Friday, January 3, 2014

Service Please

Bay 34

We got a call last night that we were to have our rig in front of Service Bay 34 at 7:00 AM this morning.  We got over here and got put right in the bay.  Shane is our service rep.  He got hold of TJ Allison to have our sliding door problems fixed.  Check!  Now he's working on getting our slide immediately behind the driver adjusted.  As it is, when it's closed you can see about daylight for about 1" on the leading bottom edge.  The gasket material was cut a little short it looks like.  He adjusted the slide to pull in a little tighter as well as replaced the weatherstrip on the bottom of the slide.

Where is Shane? hmmm.  Ahhh, he was checking on getting us another driver's seat.  The one we have has seat-belt-latchin'-uppy-itis.  They just decided to replace it and send it back to the manufacturer and let them repair the seat belt.

Just got a call from Gary Harris (the head of the chassis division) about taking the rig to get weighed to make sure the the tag axle bags are inflating to force the tag axle to carry its share of the load.  We had weighed and the drive axle was over 23000 lbs and the tag axle was only about 3500 lbs. - NOT GOOD.  But he said they have the tag dump anytime the rig is going less than 20 mph and the turn signal is turned because a sharp turn drags the tag wheels.  Well, I might have turned my turn signal on to turn into the Pilot Truck Stop to weigh and I KNOW I was going less than 20 mph.  Apparently, the tag doesn't re-fill until you've gotten back up to 20+ mph.  I am reasonably sure I didn't floor it and hit the scale doing 25 mph.  The thing is, there isn't ANYWHERE that it says anything about the tag dump parameters in the owner's manual.
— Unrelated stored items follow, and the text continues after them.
PR #771, opened 2026-05-30
docs: document concurrent client usage

vividbaek:
## Summary

Document how clickhouse-connect clients should be used in concurrent applications. Sharing a session-bound client across multiple threads or concurrent request handlers can raise concurrent query or session locking errors, so this PR recommends per-thread or request-local client ownership and points asyncio users to the async client.

## What changed

- Added a README section explaining why a session-bound client should not be shared concurrently.
- Added a runnable example at `examples/concurrency_examples.py`.
- Included three patterns:
  - thread-local client ownership
  - request-local client ownership
  - asyncio usage with `get_async_client()`
- Recommended closing clients explicitly when they are no longer needed.

## Why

Upon weighing the rig everything is "okey-dokey."  The drive axle was 17K+ lbs. and the tag axle was 8K+ lbs..  Both of these are well beneath their Gross Axle Weight Rating (GAWR) of 22K lbs. for the drive axle and 12.6K lbs. for the tag axle.  YIPPEE!  This was a primary reason for getting rid of Trekker-II.  The front axle was overweight and couldn't get within specs even after the chassis manufacturer (Freightliner) did all they could to adjust it.